Double-click on the arrow. A Go TO dialog box appears, showing the precedents.
As you observe, there are four precedents, on four different worksheets.
- Click a reference of one of the precedents.
- The reference appears in the Reference box.
- Click OK. The worksheet containing that precedent appears.
Evaluating a Formula
To find how a complex formula in a cell works step by step, you can use Evaluate Formula command.
Consider the formula NPV (Middle Year) in the cell C14. The formula is
=SQRT (1 + C2)*C10
- Click in the cell C14.
- Click the FORMULAS tab on the Ribbon.
- Click Evaluate Formula in the Formula Auditing group. The Evaluate Formula dialog box appears.
In the Evaluate Formula dialog box, the formula is displayed in the box under Evaluation. By clicking the Evaluate button several times, the formula gets evaluated step-wise. The expression with an underline will always be executed next.
Here, C2 is underlined in the formula. So, it is evaluated in the next step. Click Evaluate.
Cell C2 has value 0.2. Hence, C2 will be evaluated as 0.2. 1+0.2 is underlined showing it as the next step. Click Evaluate.
1+0.2 will be evaluated as 1.2. SQRT(1.2) is underlined showing it as next step. Click Evaluate.
SQRT(1.2) will be evaluated as 1.09544511501033. C10 is underlined showing it as next step. Click Evaluate.
C10 will be evaluated as 4976.8518518515.
1.09544511501033*4976.8518518515 is underlined showing it as next step. Click Evaluate.
1.09544511501033*4976.8518518515 will be evaluated as 5,451.87.
There are no more expressions to evaluate and this is the answer.
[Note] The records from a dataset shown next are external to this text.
PR #659, opened 2026-04-19
feat(echo): add echo language package advisories

orizerah:
Add support for downloading Echo's OSV advisory.

Issue: https://github.com/aquasecurity/trivy/discussions/10519

This PR relies on [this](https://github.com/aquasecurity/vuln-list-update/pull/436) PR to be merged first:

### DIFF
--- a/pkg/vulnsrc/echo-osv/echo_osv.go
+++ b/pkg/vulnsrc/echo-osv/echo_osv.go
@@ -1,0 +1,64 @@
+package echoosv
+
+import (
+	"path/filepath"
+	"strings"
+
+	"github.com/samber/oops"
+
+	"github.com/aquasecurity/trivy-db/pkg/ecosystem"
+	"github.com/aquasecurity/trivy-db/pkg/types"
+	"github.com/aquasecurity/trivy-db/pkg/vulnsrc/osv"
+	"github.com/aquasecurity/trivy-db/pkg/vulnsrc/vulnerability"
+)
+
+var (
+	vulnsDir = filepath.Join("vuln-list", "echo-osv")
+
+	source = types.DataSource{
+		ID:   vulnerability.EchoOSV,
+		Name: "Echo OSV",
+		URL:  "https://advisory.echohq.com/osv",
+	}
+
+	dataSources = map[ecosystem.Type]types.DataSource{
+		ecosystem.Pip: source,
+	}
+)
+
+type VulnSrc struct{}
+
+func NewVulnSrc() VulnSrc {
+	return VulnSrc{}
+}
+
+func (VulnSrc) Name() types.SourceID {
+	return source.ID
+}
+
+func (VulnSrc) Update(root string) error {
+	o := osv.New(vulnsDir, source.ID, dataSources, osv.WithTransformer(&transformer{}))
+	if err := o.Update(root); err != nil {
+		return oops.In("echo-osv").Wrapf(err, "failed to update Echo OSV vulnerability data")
+	}
+	return nil
+}
+
+// transformer filters out advisories that didn't resolve to a CVE ID.
+// The Echo OSV feed contains both ECHO-ID and CVE-ID entries for the same
+// vulnerability; keeping only CVE-keyed advisories avoids duplicates.
+type transformer struct{}
+
+func (t *transformer) PostParseAffected(adv osv.Advisory, _ osv.Affected) (osv.Advisory, error) {
+	return adv, nil
+}
+
+func (t *transformer) TransformAdvisories(advisories []osv.Advisory, _ osv.Entry) ([]osv.Advisory, error) {
+	var filtered []osv.Advisory
+	for _, adv := range advisories {
+		if strings.HasPrefix(adv.VulnerabilityID, "CVE-") {
+			filtered = append(filtered, adv)
+		}
+	}
+	return filtered, nil
+}
--- a/pkg/vulnsrc/echo-osv/echo_osv.go
+++ b/pkg/vulnsrc/echo-osv/echo_osv.go
@@ -8,6 +8,7 @@ import (
 
 	"github.com/aquasecurity/trivy-db/pkg/ecosystem"
 	"github.com/aquasecurity/trivy-db/pkg/types"
+	"github.com/aquasecurity/trivy-db/pkg/vulnsrc/bucket"
 	"github.com/aquasecurity/trivy-db/pkg/vulnsrc/osv"
 	"github.com/aquasecurity/trivy-db/pkg/vulnsrc/vulnerability"
 )
@@ -19,10 +20,6 @@ var (
 		ID:   vulnerability.EchoOSV,
 		Name: "Echo OSV",
 		URL:  "https://advisory.echohq.com/osv",
-	}
-
-	dataSources = map[ecosystem.Type]types.DataSource{
-		ecosystem.Pip: source,
 	}
 )
 
@@ -37,11 +34,21 @@ func (VulnSrc) Name() types.SourceID {
 }
 
 func (VulnSrc) Update(root string) error {
-	o := osv.New(vulnsDir, source.ID, dataSources, osv.WithTransformer(&transformer{}))
+	dataSources := map[ecosystem.Type]types.DataSource{
+		ecosystem.Pip: source,
+	}
+	o := osv.New(vulnsDir, source.ID, dataSources,
+		osv.WithTransformer(&transformer{}),
+		osv.WithBucketResolver("pypi", resolvePyPI),
+	)
 	if err := o.Update(root); err != nil {
 		return oops.In("echo-osv").Wrapf(err, "failed to update Echo OSV vulnerability data")
 	}
 	return nil
+}
+
+func resolvePyPI(_ string) (bucket.Bucket, error) {
+	return newPipBucket(source)
 }
 
 // transformer filters out advisories that didn't resolve to a CVE ID.
--- a/pkg/vulnsrc/echo-osv/echo_osv.go
+++ b/pkg/vulnsrc/echo-osv/echo_osv.go
@@ -39,7 +39,7 @@ func (VulnSrc) Update(root string) error {
 	}
 	o := osv.New(vulnsDir, source.ID, dataSources,
 		osv.WithTransformer(&transformer{}),
-		osv.WithBucketResolver("pypi", resolvePyPI),
+		osv.WithBucketResolver("echo", resolveEcho),
 	)
 	if err := o.Update(root); err != nil {
 		return oops.In("echo-osv").Wrapf(err, "failed to update Echo OSV vulnerability data")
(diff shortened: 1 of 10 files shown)


pkg/vulnsrc/echo-osv/echo_osv.go
```diff
@@ -0,0 +1,83 @@
...
+
+	"github.com/aquasecurity/trivy-db/pkg/ecosystem"
+	"github.com/aquasecurity/trivy-db/pkg/types"
+	"github.com/aquasecurity/trivy-db/pkg/vulnsrc/bucket"
+	"github.com/aquasecurity/trivy-db/pkg/vulnsrc/osv"
+	"github.com/aquasecurity/trivy-db/pkg/vulnsrc/vulnerability"
+)
+
+var (
+	vulnsDir = filepath.Join("vuln-list", "echo-osv")
```
DmitriyLewen, line 17: related comment - https://github.com/aquasecurity/vuln-list-update/pull/436#discussion_r3265221716

pkg/vulnsrc/osv/osv.go
```diff
@@ -29,6 +29,7 @@ type Advisory struct {
 	PkgName         string
 	VulnerabilityID string
 	Aliases         []string
+	Upstream        []string
```
DmitriyLewen, line 32: Unused variable.

pkg/vulnsrc/echo-osv/testdata/happy/vuln-list/echo-osv/ECHO-2024-1234.json
```diff
@@ -0,0 +1,49 @@
...
+  "severity": [
+    {
+      "type": "CVSS_V3",
+      "score": "CVSS:3.1/AV:N/AC:L/PR:N/UI:N/S:U/C:H/I:N/A:N"
+    }
+  ],
+  "affected": [
+    {
+      "package": {
+        "ecosystem": "Echo:PyPi",
```
DmitriyLewen, line 20: https://github.com/aquasecurity/vuln-list-update/pull/436#discussion_r3871544074

pkg/vulnsrc/echo-osv/echo_osv.go
```diff
@@ -0,0 +1,83 @@
...
+type transformer struct{}
+
+func (t *transformer) PostParseAffected(adv osv.Advisory, _ osv.Affected) (osv.Advisory, error) {
+	return adv, nil
+}
+
+func (t *transformer) TransformAdvisories(advisories []osv.Advisory, _ osv.Entry) ([]osv.Advisory, error) {
+	var filtered []osv.Advisory
+	for _, adv := range advisories {
+		if strings.HasPrefix(adv.VulnerabilityID, "CVE-") {
```
DmitriyLewen, line 78: I found a case with an advisory that has a GHSA-id only — ECHO-c457-5e3c-26ac.
Can you recheck this?

pkg/vulnsrc/echo-osv/echo_osv.go
```diff
@@ -0,0 +1,83 @@
...
+// plus plain "Echo" for OS packages. resolveBucket lowercases and splits on ':',
+// so this is invoked with eco="echo" and the original suffix.
+func resolveEcho(suffix string) (bucket.Bucket, error) {
+	switch suffix {
+	case "pypi":
+		return newPipBucket(source)
+	default:
+		// Plain "Echo" entries are OS packages and are handled by the
+		// existing `echo` source from vuln-list/echo/. Skip them here so
+		// we don't double-store them under a language bucket.
```
DmitriyLewen, line 61: nit: We filter OS package advisories in vuln-list-update, so this comment is a bit confusing.

pkg/vulnsrc/echo-osv/echo_osv.go
orizerah: This is addressed on the other pr

pkg/vulnsrc/echo-osv/testdata/happy/vuln-list/echo-osv/ECHO-2024-1234.json
orizerah: Fixed

pkg/vulnsrc/echo-osv/echo_osv.go
orizerah: You are correct, sometimes there's no CVE id

pkg/vulnsrc/echo-osv/echo_osv.go
orizerah: I decided to add the filter because I don't want to rely on a filter existing in the vuln list update.

pkg/vulnsrc/echo-osv/echo_osv.go
```diff
@@ -0,0 +1,97 @@
...
+}
+
+func (VulnSrc) Name() types.SourceID {
+	return source.ID
+}
+
+func (VulnSrc) Update(root string) error {
+	dataSources := map[ecosystem.Type]types.DataSource{
+		ecosystem.Pip: source,
+	}
```
DmitriyLewen, line 40: Since all Echo ecosystems go through `resolveEcho`, we can pass `nil` instead of `dataSources` here.
This rules out Echo advisories ending up in `pip::Echo OSV` if the feed has an error (e.g. an entry with the plain `PyPI` ecosystem).

pkg/vulnsrc/echo-osv/testdata/happy/vuln-list/echo-osv/ECHO-2024-1234.json
```diff
@@ -0,0 +1,49 @@
+{
+  "schema_version": "1.4.0",
+  "id": "ECHO-2024-1234",
+  "modified": "2024-10-15T12:00:00Z",
+  "published": "2024-09-01T08:00:00Z",
+  "upstream": [
+    "CVE-2024-99999"
+  ],
```
DmitriyLewen, line 8: The most common real shape isn't covered: in the current feed almost all language advisories have `upstream: [CVE, GHSA]` (after a build from the real feed, 498 of 528 advisories have `VendorIDs: ["GHSA-…", "ECHO-…"]`), while the fixtures have only a CVE-only or GHSA-only `upstream`.
So, for example, a change that re-keys by GHSA even when a CVE is present wouldn't be caught by the tests.
Could you extend one of the existing happy fixtures (e.g. `ECHO-2024-1234.json`) with a GHSA in `upstream` and check the CVE key, `VendorIDs`, and `noBuckets` for the GHSA key?

It would also be good to bring the fixtures closer to the real feed format: it has no CVSS `severity` (the array is always empty), no `published`, `details` or `schema_version`, and `summary` is present only in withdrawn entries.

pkg/vulnsrc/echo-osv/echo_osv.go
```diff
@@ -0,0 +1,97 @@
...
+	switch suffix {
+	case "pypi":
+		return newPipBucket(source)
+	default:
+		// Only PyPI is wired up for now; the OSV parser skips ecosystems we
+		// don't resolve. OS package advisories (plain "Echo") are filtered
+		// out in vuln-list-update, so they normally never reach this point.
+		return nil, oops.Errorf("unsupported Echo ecosystem suffix: %q", suffix)
+	}
+}
```
DmitriyLewen, line 65: nit:
- The resolver is selected by the `echo` key and receives only the suffix — it has no `eco` argument.
- Plain `Echo` does reach this function (with an empty suffix) and is skipped here by the `default` branch, so trivy-db doesn't depend on the vuln-list-update filter — exactly what you wanted.

Suggestion:

```go
// resolveEcho maps an Echo OSV ecosystem to a bucket.
// resolveBucket lowercases the ecosystem and splits it on ':', so "Echo:PyPI"
// arrives here as suffix "pypi" and plain "Echo" (OS packages) as "".
func resolveEcho(suffix string) (bucket.Bucket, error) {
	switch suffix {
	case "pypi":
		return newPipBucket(source)
	default:
		// Only PyPI is supported for now. Plain "Echo" (OS packages, served by
		// the `echo` source) and other suffixes are skipped by the OSV parser.
		return nil, oops.Errorf("unsupported Echo ecosystem suffix: %q", suffix)
	}
}
```

pkg/vulnsrc/echo-osv/echo_osv.go
```diff
@@ -0,0 +1,97 @@
...
+	"github.com/aquasecurity/trivy-db/pkg/vulnsrc/vulnerability"
+)
+
+var (
+	vulnsDir = filepath.Join("vuln-list", "echo-osv")
+
+	source = types.DataSource{
+		ID:   vulnerability.EchoOSV,
+		Name: "Echo OSV",
+		URL:  "https://advisory.echohq.com/osv",
```
DmitriyLewen, line 23: nit:
`https://advisory.echohq.com/osv` (as well as `https://advisory.echohq.com/`) returns 403; only `https://advisory.echohq.com/osv/all.zip` returns 200.
This URL is shown in Trivy output.
Is there a public page for the OSV feed? If not, `.../osv/all.zip` could be used.

pkg/vulnsrc/osv/osv.go
DmitriyLewen: The field is used now, but it's still not needed in the shared `osv.Advisory`: `TransformAdvisories` already receives `entry`, and `adv.Upstream` is always equal to `entry.Upstream`.
Could you revert the changes in `osv/osv.go` and use `entry.Upstream` in the transformer?
Since the decision depends only on the entry, the GHSA can be looked up once before the loop:

```go
func (t *transformer) TransformAdvisories(advisories []osv.Advisory, entry osv.Entry) ([]osv.Advisory, error) {
	ghsaID, hasGHSA := lo.Find(entry.Upstream, func(id string) bool {
		return strings.HasPrefix(id, "GHSA-")
	})

	var filtered []osv.Advisory
	for _, adv := range advisories {
		if !strings.HasPrefix(adv.VulnerabilityID, "CVE-") {
			if !hasGHSA {
				continue
			}
			// Key the advisory by the GHSA and keep the ECHO ID as a vendor ID.
			adv.VulnerabilityID = ghsaID
			adv.Aliases = lo.Uniq(append(lo.Without(adv.Aliases, ghsaID), entry.ID))
		}
		filtered = append(filtered, adv)
	}
	return filtered, nil
}
```

DmitriyLewen (commented):
Some `Echo:PyPI` ranges contain versions that aren't PEP 440 at all.
Of 560 `fixed` values in non-withdrawn `Echo:PyPI` entries, 113 look like Debian package versions (e.g. `2.2.2-3+deb12u1` for `Werkzeug` in `ECHO-b9b6-c39c-7946`, `3.7.4-1+deb11u1` for `aiohttp` in `ECHO-8549-82cb-62d1`), 24 of which have an epoch (`3:3.2.25-0+deb12u1` for `django` in `ECHO-91c5-85b0-1e52`).
There is also a Go pseudo-version: `0.0.0-20231218163308-9d2ee975ef9f` for `paramiko` in `ECHO-7d6b-5585-901d`.

Trivy compares echo pip versions using PEP 440, so constraints with an epoch fail to parse (`improper constraint: <3:3.2.25-0+deb12u1`) and never match, while the others describe the Debian package rather than the PyPI one.
Is this expected?
It looks like OS package data leaked into `Echo:PyPI` records — could this be fixed on your side?

---

nit: duplicated version ranges

32 entries list the same package in different case (`jinja2`/`Jinja2`, `werkzeug`/`Werkzeug`).
After name normalization both end up in one advisory and the ranges are appended twice, e.g. for `CVE-2024-22195` / `jinja2`: `["<2.11.3-1+deb11u1","<2.11.3-1+deb11u1"]`.
It doesn't affect matching, but it's worth either removing the duplicates in the feed or deduplicating versions (e.g. `lo.Uniq` in `osv.parseAffected`).

DmitriyLewen (approved):
LGTM

PR #664, opened 2026-05-07
feat(ubuntu): add missing stream release mappings to Ubuntu

Bit-Doctor:
## Description

This PR extends `UbuntuReleasesMapping` with missing Ubuntu release **stream** keys found in [aquasecurity/vuln-list](https://github.com/aquasecurity/vuln-list) CVE (for example `fips-updates/jammy`, `fips-preview/jammy`, and additional ESM stream entries).

Without these stream mappings, advisories keyed only under those release/stream names are skipped in `defaultPut`.

## References

- https://github.com/aquasecurity/vuln-list/blob/main/ubuntu/2026/CVE-2026-23099.json
- https://github.com/aquasecurity/vuln-list/blob/main/ubuntu/2026/CVE-2026-7737.json
- https://github.com/aquasecurity/vuln-list/blob/main/ubuntu/2026/CVE-2026-7598.json

## Request for review

Would a small normalization helper (parse codename segments; classify `esm-apps/`, `esm-infra/`, `esm-infra-legacy/` as `*-ESM`; map `fips*` streams to the base numeric suite) be preferable for long-term scalability, keeping the map only for base release?


pkg/vulnsrc/ubuntu/ubuntu.go
```diff
@@ -57,12 +57,29 @@ var (
...
+		"esm-apps/bionic":         "18.04-ESM",
+		"esm-infra/focal":         "20.04-ESM",
+		"esm-apps/focal":          "20.04-ESM",
+		"esm-infra/jammy":         "22.04-ESM",
+		"esm-apps/jammy":          "22.04-ESM",
+		"esm-infra/noble":         "24.04-ESM",
+		"esm-apps/noble":          "24.04-ESM",
+		"esm-infra/resolute":      "26.04-ESM",
+		"esm-apps/resolute":       "26.04-ESM",
+		// FIPS
```
DmitriyLewen: I think FIPS should not be merged with the regular release buckets.

The way `defaultPut` works in `pkg/vulnsrc/ubuntu/ubuntu.go`, it iterates `cve.Patches[pkg]` and calls `PutAdvisoryDetail(tx, cve, pkg, [platform], adv)` keyed on `(cve, pkg, platform)`. With this PR, both `jammy` and `fips-updates/jammy` map to the same `ubuntu 22.04` bucket, so when a CVE has `released` for both streams (e.g. CVE-2024-5535, CVE-2023-3446, CVE-2024-0727 for `openssl`), the two writes collide and the second one wins. Map iteration order in Go is randomized, so the stored `FixedVersion` becomes non-deterministic across DB builds — sometimes the regular fix `3.0.2-0ubuntu1.X`, sometimes the FIPS fix `3.0.2-0ubuntu1.17+Fips1`.

Even if we sorted the iteration deterministically, there is no FIPS-package detection on Ubuntu in Trivy itself (the Ubuntu scanner at `trivy/pkg/detector/ospkg/ubuntu/ubuntu.go` just queries by `pkg.SrcName` + `osVer` — compare with Oracle, which has `PackageFlavor` / `FipsPackageFlavor` in `pkg/vulnsrc/oracle-oval/oracle-oval.go`). So we would either show a FIPS-validated fixed version (`+Fips1`) to a regular openssl user, or a non-FIPS fix to a FIPS user — both wrong.

Properly supporting FIPS would require (a) a separate bucket like `22.04-FIPS` and (b) a corresponding change in Trivy to identify FIPS packages by version suffix (`+Fips`, `+fips`, `.fips.`). That is out of scope here. For this PR I'd suggest dropping the `fips/`, `fips-updates/`, `fips-preview/` entries and keeping the ESM additions only. We can track FIPS support as a separate issue.

pkg/vulnsrc/ubuntu/ubuntu.go
```diff
@@ -57,12 +57,29 @@ var (
...
+		"esm-infra/bionic":        "18.04-ESM",
+		"esm-apps/bionic":         "18.04-ESM",
+		"esm-infra/focal":         "20.04-ESM",
+		"esm-apps/focal":          "20.04-ESM",
+		"esm-infra/jammy":         "22.04-ESM",
+		"esm-apps/jammy":          "22.04-ESM",
+		"esm-infra/noble":         "24.04-ESM",
+		"esm-apps/noble":          "24.04-ESM",
+		"esm-infra/resolute":      "26.04-ESM",
+		"esm-apps/resolute":       "26.04-ESM",
```
DmitriyLewen: I don't think we need to add these names right now. Worth explaining why, because how Trivy queries this data is not obvious from the trivy-db side.

The Trivy Ubuntu detector (`trivy/pkg/detector/ospkg/ubuntu/ubuntu.go`, `versionFromEolDates`) decides which bucket to query based on EOL dates:

```go
func (s *Scanner) versionFromEolDates(ctx context.Context, osVer string) string {
    if _, ok := s.eolDates[osVer]; ok {
        return osVer
    }
    // if base version (not ESM) is still actual, use it
    ver := strings.TrimRight(osVer, "-ESM")
    if eol, ok := s.eolDates[ver]; ok && clock.Now(ctx).Before(eol) {
        return ver
    }
    return osVer
}
```

So while the base release is still under standard support, Trivy strips `-ESM` and queries the plain `22.04` / `24.04` bucket. The `*-ESM` bucket only starts being queried after standard EOL. Current EOL dates from the same file: jammy — 2027-04-23, noble — 2034-03-31, resolute — not in `eolDates` yet.

pkg/vulnsrc/ubuntu/ubuntu.go
Bit-Doctor: The src package for the fips stream from what I saw also had a change in the name and not only in the version.
ex: `linux-aws-fips` vs `linux-aws`. I assume that because of this there shouldn't be any override? 

But maybe they are example where the package would be the same and would create a clash silently indeed.
Checking if I can find one.

pkg/vulnsrc/ubuntu/ubuntu.go
Bit-Doctor: Would the current change just create buckets on the DB that would not be used until trivy consider that release as EOL?

pkg/vulnsrc/ubuntu/ubuntu.go
Bit-Doctor: Ok got a counter exemple from my assumption 👍 
https://github.com/aquasecurity/vuln-list/blob/7676ae4f172c5b86016b9877a320bd2fe5353263/ubuntu/2025/CVE-2025-9230.json#L143-L150
On the same file there's both `openssl-fips` and `openssl` but both have remediation for fips stream

pkg/vulnsrc/ubuntu/ubuntu.go
DmitriyLewen: right.
But the main problem is not the "bloating" of trivy-db (or unused buckets), but the fact that by the time a release reaches EOL, Ubuntu may make changes.
As you can see — Ubuntu periodically changes the key for a release in their advisories.
Therefore it is better to add keys when Ubuntu actually starts publishing advisories for them, to avoid the case where we expect to support some ESM release but Ubuntu has changed the key and we are not showing advisories.
I also hope that over time we will migrate to OSV, at which point these keys will no longer be needed.

pkg/vulnsrc/ubuntu/release_mapping_test.go
DmitriyLewen, line 1: I think this test is not needed anymore.

PR #668, opened 2026-05-19
fix(ubuntu): include "pending" status in vulnerability tracking

michaelr-orca:
## Summary

- CVEs with Ubuntu status `"pending"` (fix committed upstream but not yet released as an update) were silently dropped because `"pending"` was missing from the `targetStatuses` list in `pkg/vulnsrc/ubuntu/ubuntu.go`
- This meant Trivy users were not alerted to vulnerabilities that have known fixes in progress
- Added `"pending"` to `targetStatuses` alongside the existing `"needed"`, `"deferred"`, and `"released"` values

## References

Ubuntu CVE Tracker status definitions: https://wiki.ubuntu.com/SecurityTeam/FAQ#CVE_Statuses

- **needed** — fix is needed but not yet available
- **deferred** — fix is deferred to a later release
- **pending** — fix is committed upstream but not yet released as an update
- **released** — fix has been released

## Test plan

- [x] Added `"pending"` status entry to existing test fixture (`CVE-2020-1234.json`)
- [x] Added new test case `"pending status is included"` verifying the advisory is stored
- [x] All existing tests continue to pass

### DIFF
--- a/pkg/vulnsrc/ubuntu/testdata/vuln-list/ubuntu/CVE-2020-1234.json
+++ b/pkg/vulnsrc/ubuntu/testdata/vuln-list/ubuntu/CVE-2020-1234.json
@@ -23,6 +23,10 @@
       "focal": {
         "Status": "needs-triage",
         "Note": ""
+      },
+      "jammy": {
+        "Status": "pending",
+        "Note": "1.2.4"
       }
     }
   },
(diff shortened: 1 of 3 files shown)


DmitriyLewen (approved):
Thanks!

The Evaluate button will be changed to Restart button, indicating completion of evaluation.
Error Checking
It is a good practice to do an error check once your worksheet and/or workbook is ready with calculations.
Consider the following simple calculations.
The calculation in the cell has resulted in the error #DIV/0!.
-
Click in the cell C5.
-
Click the FORMULAS tab on the Ribbon.
-
Click the arrow next to Error Checking in the Formula Auditing group. In the drop-down list, you will find that Circular References is deactivated, indicating that your worksheet has no circular references.
-
Select Trace Error from the drop-down list.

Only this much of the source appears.